··· Material provided
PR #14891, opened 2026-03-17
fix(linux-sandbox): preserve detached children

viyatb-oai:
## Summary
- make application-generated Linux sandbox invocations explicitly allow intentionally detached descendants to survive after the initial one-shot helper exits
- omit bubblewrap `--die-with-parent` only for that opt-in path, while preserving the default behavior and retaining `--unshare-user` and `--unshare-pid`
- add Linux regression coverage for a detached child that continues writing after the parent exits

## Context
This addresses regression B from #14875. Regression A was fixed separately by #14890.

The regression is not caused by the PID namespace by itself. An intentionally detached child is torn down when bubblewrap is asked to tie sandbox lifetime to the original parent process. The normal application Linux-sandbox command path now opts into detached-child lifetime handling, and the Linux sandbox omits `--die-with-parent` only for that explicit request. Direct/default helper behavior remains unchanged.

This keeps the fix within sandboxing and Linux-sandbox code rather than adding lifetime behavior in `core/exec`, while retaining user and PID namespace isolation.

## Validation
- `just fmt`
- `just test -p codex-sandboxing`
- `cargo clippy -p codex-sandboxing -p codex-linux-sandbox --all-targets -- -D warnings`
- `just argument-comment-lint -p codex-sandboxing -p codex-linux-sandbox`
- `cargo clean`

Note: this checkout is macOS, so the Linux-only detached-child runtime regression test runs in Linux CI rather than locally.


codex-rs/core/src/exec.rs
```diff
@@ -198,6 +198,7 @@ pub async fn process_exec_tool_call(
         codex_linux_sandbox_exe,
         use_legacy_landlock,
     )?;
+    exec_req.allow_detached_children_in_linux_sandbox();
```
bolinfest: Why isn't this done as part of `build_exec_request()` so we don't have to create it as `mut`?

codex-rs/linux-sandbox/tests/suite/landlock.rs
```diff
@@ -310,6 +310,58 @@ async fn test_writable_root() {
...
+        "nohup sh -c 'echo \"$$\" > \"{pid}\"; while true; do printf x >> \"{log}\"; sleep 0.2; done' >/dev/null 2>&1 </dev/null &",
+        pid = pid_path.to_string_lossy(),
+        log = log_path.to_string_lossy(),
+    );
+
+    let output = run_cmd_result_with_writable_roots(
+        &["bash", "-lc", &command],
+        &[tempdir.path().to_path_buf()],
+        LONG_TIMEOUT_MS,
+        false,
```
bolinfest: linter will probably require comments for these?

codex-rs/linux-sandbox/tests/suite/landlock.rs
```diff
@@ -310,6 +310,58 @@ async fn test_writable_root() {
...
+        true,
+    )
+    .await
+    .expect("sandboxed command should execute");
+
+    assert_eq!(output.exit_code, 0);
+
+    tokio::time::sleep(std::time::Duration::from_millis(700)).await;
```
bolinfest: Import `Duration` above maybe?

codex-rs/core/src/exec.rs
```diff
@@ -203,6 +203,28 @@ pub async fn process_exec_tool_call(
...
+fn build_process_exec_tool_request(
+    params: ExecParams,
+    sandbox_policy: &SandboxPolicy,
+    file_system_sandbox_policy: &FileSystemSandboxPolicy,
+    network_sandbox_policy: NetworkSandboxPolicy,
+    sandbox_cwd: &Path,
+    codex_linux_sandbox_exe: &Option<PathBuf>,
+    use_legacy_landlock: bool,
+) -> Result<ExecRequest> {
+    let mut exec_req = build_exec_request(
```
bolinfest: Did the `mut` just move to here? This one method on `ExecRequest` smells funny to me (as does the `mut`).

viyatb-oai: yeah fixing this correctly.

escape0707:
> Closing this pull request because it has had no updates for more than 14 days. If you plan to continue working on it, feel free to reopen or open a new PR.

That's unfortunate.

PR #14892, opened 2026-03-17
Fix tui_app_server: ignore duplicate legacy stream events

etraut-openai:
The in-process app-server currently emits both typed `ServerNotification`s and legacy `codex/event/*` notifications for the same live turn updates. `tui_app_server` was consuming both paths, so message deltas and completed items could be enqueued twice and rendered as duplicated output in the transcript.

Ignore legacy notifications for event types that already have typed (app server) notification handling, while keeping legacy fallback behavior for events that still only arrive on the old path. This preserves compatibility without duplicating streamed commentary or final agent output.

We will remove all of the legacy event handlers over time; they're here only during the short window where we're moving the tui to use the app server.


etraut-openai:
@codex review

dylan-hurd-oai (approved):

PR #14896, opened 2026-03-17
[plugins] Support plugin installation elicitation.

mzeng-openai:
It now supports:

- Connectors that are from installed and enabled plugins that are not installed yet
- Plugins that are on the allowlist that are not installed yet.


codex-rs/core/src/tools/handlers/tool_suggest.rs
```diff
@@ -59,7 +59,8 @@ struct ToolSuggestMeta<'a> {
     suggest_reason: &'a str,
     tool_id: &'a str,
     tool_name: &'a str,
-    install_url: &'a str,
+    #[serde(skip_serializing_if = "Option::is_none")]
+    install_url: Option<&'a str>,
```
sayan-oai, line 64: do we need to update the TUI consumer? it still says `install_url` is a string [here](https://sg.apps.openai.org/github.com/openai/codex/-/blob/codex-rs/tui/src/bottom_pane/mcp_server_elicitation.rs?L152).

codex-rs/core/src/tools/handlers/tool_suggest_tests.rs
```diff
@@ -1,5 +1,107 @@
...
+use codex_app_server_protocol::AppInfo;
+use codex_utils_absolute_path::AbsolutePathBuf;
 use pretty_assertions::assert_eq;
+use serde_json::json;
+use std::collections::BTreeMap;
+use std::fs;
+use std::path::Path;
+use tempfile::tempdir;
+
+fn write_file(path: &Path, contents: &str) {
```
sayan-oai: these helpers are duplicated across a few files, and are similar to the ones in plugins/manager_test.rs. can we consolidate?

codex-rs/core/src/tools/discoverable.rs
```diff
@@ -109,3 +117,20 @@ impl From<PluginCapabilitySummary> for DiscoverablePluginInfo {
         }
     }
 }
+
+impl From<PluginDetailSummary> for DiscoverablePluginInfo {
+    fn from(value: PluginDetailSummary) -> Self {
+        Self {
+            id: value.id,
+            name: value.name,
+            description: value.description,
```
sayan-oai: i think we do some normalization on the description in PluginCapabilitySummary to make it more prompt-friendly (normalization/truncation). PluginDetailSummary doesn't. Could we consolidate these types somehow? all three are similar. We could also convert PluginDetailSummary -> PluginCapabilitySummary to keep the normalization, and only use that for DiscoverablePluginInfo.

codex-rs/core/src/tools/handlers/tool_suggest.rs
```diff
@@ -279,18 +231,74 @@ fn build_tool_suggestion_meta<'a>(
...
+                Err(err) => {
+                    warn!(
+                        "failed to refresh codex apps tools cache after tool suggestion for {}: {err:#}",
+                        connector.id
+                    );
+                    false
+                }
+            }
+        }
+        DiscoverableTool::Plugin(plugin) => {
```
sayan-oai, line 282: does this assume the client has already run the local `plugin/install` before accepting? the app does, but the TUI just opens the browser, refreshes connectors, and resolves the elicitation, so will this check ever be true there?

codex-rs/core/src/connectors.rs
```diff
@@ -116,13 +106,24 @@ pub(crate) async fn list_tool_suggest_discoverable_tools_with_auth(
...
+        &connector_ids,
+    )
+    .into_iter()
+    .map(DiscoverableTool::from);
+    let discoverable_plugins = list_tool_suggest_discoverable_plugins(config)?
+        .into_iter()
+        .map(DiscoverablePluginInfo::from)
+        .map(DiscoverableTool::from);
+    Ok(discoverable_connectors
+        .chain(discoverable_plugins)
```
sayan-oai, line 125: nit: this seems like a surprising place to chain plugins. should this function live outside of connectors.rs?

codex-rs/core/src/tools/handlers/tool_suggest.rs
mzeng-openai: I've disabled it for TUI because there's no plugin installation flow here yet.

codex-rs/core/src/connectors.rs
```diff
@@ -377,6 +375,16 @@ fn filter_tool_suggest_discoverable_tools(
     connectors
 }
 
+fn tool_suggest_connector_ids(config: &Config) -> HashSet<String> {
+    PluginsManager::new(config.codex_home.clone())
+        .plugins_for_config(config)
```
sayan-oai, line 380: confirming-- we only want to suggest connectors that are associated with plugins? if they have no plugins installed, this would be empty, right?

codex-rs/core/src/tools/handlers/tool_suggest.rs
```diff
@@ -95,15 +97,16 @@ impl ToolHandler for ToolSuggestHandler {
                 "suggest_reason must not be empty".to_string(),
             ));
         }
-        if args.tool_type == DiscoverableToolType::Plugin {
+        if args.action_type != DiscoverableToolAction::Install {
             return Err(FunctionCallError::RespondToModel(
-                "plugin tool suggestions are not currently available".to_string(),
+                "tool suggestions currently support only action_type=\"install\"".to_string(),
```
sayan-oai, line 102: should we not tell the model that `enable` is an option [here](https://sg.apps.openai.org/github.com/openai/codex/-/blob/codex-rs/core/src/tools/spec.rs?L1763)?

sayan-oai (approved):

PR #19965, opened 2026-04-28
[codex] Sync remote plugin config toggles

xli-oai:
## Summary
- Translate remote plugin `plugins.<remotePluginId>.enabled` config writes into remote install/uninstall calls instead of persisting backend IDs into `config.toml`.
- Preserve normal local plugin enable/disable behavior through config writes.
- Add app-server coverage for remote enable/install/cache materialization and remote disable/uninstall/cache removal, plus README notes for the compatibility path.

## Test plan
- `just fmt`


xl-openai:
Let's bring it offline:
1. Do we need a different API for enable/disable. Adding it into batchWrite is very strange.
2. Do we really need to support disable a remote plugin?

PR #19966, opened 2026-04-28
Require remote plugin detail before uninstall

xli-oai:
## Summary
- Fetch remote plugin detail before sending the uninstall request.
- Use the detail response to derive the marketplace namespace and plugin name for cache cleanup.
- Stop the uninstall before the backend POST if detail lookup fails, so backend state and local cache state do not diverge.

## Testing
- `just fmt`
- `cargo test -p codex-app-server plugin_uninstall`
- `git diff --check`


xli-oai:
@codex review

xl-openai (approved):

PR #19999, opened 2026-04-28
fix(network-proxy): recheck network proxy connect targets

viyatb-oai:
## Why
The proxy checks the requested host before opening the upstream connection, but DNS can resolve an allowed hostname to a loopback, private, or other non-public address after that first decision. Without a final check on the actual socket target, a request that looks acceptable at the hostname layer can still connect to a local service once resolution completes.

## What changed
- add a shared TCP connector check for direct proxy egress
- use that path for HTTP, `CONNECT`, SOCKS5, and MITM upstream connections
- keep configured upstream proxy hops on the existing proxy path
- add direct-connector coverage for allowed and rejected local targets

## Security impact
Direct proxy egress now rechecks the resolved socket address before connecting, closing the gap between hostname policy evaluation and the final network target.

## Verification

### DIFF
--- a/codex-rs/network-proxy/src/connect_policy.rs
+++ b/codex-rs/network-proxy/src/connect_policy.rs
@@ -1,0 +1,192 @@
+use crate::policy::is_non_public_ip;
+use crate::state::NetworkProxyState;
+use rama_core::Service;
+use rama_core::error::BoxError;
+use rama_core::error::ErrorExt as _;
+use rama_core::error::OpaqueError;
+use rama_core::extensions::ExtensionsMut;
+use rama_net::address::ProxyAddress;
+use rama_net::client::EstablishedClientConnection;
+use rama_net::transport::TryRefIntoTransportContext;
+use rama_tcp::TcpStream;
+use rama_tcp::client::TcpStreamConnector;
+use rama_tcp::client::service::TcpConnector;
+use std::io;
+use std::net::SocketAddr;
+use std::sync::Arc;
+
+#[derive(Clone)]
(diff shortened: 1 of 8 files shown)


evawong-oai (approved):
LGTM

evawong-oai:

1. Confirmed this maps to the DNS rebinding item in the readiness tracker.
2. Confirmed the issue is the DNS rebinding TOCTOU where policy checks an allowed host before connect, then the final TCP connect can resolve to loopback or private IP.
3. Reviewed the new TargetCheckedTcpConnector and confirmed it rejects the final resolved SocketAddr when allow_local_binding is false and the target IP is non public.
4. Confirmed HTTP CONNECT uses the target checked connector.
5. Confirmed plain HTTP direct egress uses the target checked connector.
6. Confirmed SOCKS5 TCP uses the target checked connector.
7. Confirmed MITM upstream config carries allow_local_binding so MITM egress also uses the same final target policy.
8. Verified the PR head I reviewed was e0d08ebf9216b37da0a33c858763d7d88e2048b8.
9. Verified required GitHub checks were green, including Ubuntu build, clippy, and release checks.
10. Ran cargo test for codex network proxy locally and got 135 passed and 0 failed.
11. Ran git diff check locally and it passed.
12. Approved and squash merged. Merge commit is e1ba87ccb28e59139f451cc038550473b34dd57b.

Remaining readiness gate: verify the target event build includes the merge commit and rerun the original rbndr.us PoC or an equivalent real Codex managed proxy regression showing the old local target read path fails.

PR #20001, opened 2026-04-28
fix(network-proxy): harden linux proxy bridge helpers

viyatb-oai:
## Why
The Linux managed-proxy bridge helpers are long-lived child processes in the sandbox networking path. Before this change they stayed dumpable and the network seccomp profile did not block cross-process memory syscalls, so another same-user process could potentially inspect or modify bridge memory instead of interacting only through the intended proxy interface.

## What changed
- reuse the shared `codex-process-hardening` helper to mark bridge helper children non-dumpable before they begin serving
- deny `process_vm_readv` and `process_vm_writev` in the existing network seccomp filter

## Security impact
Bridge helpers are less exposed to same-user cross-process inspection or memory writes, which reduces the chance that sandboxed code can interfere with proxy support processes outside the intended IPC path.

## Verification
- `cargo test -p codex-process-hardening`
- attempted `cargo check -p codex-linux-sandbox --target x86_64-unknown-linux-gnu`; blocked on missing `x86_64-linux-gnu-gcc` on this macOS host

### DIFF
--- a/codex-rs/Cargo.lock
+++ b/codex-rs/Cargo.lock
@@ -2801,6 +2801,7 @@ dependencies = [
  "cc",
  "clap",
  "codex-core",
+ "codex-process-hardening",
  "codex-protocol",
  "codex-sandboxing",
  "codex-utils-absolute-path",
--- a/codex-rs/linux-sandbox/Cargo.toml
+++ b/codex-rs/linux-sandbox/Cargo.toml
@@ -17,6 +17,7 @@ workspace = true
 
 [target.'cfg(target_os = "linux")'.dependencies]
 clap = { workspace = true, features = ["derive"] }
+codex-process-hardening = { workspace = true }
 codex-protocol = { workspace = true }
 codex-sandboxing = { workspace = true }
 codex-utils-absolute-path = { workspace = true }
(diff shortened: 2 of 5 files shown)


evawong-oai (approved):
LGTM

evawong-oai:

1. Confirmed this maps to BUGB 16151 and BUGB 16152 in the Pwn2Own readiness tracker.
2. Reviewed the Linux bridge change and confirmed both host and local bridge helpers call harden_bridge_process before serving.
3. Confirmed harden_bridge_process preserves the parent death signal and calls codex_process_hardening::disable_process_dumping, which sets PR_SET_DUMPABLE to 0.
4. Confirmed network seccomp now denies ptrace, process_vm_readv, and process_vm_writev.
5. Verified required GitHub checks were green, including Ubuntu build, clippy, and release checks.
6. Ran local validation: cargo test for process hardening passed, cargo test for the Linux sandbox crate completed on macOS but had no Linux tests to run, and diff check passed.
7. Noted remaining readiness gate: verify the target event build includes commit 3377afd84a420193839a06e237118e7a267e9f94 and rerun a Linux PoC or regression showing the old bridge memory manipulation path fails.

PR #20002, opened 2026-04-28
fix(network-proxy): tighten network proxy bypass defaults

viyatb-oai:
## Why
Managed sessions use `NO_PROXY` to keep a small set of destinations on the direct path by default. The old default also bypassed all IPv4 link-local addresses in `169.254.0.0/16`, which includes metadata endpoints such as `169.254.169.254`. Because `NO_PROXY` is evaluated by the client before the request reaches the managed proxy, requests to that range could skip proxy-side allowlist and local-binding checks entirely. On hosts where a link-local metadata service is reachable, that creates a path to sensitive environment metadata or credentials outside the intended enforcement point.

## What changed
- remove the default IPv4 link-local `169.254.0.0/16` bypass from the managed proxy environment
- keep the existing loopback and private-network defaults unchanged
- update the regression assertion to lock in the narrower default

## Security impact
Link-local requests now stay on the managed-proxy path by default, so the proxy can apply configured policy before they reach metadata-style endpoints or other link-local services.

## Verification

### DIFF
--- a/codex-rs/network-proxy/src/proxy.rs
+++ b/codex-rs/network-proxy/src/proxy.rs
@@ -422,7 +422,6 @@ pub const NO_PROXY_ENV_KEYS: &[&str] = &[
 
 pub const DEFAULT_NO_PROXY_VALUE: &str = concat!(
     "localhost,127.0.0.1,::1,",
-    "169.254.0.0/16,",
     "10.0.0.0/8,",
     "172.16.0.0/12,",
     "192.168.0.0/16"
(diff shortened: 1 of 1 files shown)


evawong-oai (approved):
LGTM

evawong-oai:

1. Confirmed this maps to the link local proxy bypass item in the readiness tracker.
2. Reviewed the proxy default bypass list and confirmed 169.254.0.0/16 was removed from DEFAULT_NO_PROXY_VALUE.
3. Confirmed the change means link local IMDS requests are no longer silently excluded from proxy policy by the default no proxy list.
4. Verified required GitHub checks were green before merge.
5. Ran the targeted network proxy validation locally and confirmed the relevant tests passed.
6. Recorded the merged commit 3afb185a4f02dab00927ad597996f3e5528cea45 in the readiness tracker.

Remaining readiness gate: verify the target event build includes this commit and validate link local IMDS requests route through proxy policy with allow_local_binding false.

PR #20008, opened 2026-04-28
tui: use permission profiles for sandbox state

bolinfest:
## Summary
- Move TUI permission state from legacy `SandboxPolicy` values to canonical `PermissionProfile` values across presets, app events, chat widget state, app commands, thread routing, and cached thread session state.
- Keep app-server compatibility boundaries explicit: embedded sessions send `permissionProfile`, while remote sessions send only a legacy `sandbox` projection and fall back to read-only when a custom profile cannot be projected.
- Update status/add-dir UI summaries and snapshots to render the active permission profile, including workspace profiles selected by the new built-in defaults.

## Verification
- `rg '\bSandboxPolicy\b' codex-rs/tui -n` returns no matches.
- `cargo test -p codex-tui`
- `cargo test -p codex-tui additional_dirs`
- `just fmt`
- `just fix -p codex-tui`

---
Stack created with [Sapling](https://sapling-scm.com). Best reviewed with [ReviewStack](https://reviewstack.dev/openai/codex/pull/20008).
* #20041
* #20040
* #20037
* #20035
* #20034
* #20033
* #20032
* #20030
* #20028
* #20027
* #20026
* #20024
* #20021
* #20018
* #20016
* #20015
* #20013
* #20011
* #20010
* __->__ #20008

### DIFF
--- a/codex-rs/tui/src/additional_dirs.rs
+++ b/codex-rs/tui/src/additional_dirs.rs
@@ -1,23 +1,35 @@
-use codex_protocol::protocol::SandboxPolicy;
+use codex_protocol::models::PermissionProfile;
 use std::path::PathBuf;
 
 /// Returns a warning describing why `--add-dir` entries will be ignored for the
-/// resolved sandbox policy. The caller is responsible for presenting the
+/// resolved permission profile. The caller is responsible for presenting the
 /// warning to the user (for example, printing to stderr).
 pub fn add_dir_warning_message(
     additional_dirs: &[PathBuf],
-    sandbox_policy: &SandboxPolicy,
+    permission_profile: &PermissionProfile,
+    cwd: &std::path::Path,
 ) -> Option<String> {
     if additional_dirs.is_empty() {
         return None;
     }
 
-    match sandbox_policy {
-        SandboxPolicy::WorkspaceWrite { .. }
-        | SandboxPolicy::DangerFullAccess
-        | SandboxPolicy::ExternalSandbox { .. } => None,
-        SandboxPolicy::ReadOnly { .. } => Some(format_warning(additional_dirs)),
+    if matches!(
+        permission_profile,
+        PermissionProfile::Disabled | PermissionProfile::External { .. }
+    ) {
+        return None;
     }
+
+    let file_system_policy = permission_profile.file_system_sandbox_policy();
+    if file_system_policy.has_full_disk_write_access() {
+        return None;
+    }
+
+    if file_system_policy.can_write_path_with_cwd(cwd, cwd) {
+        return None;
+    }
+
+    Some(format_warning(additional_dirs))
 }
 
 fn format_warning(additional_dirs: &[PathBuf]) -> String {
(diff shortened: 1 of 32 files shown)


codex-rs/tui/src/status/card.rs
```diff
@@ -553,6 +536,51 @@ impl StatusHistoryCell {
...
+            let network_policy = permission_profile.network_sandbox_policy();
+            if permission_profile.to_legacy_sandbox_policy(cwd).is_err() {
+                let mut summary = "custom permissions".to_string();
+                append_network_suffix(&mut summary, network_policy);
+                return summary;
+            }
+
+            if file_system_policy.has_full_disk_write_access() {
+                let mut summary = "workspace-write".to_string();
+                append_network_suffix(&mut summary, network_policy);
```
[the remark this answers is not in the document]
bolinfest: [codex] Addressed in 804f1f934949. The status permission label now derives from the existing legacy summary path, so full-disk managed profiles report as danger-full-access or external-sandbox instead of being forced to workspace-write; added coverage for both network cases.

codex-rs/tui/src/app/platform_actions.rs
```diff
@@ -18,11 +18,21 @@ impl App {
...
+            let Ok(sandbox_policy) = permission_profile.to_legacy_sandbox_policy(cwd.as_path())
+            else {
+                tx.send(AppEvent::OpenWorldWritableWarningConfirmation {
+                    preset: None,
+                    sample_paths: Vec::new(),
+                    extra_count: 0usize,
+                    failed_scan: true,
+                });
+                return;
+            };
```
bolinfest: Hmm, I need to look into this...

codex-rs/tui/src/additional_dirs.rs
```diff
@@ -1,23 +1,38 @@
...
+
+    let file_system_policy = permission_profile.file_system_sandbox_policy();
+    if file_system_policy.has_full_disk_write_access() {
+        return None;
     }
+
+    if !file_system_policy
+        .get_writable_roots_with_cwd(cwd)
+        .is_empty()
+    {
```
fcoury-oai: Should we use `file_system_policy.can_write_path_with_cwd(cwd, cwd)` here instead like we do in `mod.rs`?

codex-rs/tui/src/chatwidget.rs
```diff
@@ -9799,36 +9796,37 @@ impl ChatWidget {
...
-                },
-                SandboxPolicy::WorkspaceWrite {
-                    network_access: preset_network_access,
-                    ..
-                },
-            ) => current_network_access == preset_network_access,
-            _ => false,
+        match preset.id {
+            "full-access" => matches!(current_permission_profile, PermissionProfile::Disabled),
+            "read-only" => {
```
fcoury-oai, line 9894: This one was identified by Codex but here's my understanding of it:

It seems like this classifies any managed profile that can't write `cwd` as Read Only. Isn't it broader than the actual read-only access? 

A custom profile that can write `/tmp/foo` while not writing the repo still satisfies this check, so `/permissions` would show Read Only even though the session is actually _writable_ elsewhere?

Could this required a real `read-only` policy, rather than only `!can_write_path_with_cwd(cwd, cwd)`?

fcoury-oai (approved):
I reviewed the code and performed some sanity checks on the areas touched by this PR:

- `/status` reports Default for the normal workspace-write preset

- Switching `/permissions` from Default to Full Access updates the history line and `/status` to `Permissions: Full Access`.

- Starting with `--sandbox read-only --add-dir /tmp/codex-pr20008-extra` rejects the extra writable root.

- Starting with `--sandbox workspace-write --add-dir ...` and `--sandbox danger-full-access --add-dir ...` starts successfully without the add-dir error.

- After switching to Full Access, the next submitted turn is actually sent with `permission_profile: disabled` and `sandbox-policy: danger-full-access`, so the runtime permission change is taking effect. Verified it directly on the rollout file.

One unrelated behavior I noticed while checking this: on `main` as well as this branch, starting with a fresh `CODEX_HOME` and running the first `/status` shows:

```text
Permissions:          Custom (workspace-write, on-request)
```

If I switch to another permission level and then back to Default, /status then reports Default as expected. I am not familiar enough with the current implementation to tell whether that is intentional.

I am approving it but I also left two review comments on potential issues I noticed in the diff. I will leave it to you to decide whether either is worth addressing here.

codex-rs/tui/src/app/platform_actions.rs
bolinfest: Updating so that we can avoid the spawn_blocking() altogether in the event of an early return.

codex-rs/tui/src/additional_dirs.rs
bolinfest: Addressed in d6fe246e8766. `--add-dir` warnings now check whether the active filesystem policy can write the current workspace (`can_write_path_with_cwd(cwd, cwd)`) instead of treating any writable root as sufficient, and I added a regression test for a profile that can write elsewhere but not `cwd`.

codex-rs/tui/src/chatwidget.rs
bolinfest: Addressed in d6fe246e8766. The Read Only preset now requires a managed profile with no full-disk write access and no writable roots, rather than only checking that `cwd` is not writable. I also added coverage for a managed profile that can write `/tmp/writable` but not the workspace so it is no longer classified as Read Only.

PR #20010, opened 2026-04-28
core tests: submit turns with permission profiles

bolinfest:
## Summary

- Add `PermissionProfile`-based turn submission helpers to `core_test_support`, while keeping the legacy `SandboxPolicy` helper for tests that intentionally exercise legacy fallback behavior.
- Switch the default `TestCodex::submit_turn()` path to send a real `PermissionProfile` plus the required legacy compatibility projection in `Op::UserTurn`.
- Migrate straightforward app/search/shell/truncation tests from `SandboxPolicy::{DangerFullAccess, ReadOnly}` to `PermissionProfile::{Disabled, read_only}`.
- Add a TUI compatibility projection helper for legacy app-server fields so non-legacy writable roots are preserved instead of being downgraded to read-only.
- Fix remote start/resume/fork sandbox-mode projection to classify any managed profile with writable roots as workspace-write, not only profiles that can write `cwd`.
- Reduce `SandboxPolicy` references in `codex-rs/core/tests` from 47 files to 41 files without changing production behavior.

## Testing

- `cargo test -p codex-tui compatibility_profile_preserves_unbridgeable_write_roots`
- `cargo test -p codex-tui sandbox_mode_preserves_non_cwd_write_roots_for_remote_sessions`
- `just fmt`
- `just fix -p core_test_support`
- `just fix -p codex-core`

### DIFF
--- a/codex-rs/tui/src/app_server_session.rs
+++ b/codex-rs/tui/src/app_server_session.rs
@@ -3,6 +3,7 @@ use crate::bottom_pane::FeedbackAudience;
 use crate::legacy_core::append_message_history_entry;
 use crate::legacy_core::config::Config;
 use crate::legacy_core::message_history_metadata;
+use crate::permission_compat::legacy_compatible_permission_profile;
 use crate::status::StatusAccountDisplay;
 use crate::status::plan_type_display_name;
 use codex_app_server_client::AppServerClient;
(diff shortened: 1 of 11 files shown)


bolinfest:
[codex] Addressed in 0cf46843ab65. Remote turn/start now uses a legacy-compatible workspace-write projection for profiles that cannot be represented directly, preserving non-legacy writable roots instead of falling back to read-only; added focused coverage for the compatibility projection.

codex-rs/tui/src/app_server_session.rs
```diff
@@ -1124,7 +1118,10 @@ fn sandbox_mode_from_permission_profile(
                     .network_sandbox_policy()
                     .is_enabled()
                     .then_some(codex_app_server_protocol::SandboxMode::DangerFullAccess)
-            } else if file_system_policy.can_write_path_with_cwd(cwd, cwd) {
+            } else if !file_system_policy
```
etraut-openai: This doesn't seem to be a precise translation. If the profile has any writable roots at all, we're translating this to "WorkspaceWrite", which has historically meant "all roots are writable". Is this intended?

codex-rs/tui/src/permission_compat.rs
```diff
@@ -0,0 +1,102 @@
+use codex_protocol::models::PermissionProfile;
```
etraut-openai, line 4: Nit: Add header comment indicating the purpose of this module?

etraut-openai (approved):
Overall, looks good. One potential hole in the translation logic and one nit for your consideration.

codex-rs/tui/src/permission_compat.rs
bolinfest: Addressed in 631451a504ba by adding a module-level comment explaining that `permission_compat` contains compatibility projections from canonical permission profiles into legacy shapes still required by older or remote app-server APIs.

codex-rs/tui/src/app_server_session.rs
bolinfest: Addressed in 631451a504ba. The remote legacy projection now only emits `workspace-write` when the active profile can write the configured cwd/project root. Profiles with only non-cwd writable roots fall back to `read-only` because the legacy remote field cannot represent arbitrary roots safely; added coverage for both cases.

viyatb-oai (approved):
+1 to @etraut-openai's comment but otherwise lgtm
······
About this exercise:
What is needed is an exact repetition of the lines from the first line of the records through the line containing "- make application-generated", both ends included, and nothing more.

Exercise result:
PR #14891, opened 2026-03-17
fix(linux-sandbox): preserve detached children

viyatb-oai:
## Summary
- make application-generated Linux sandbox invocations explicitly allow intentionally detached descendants to survive after the initial one-shot helper exits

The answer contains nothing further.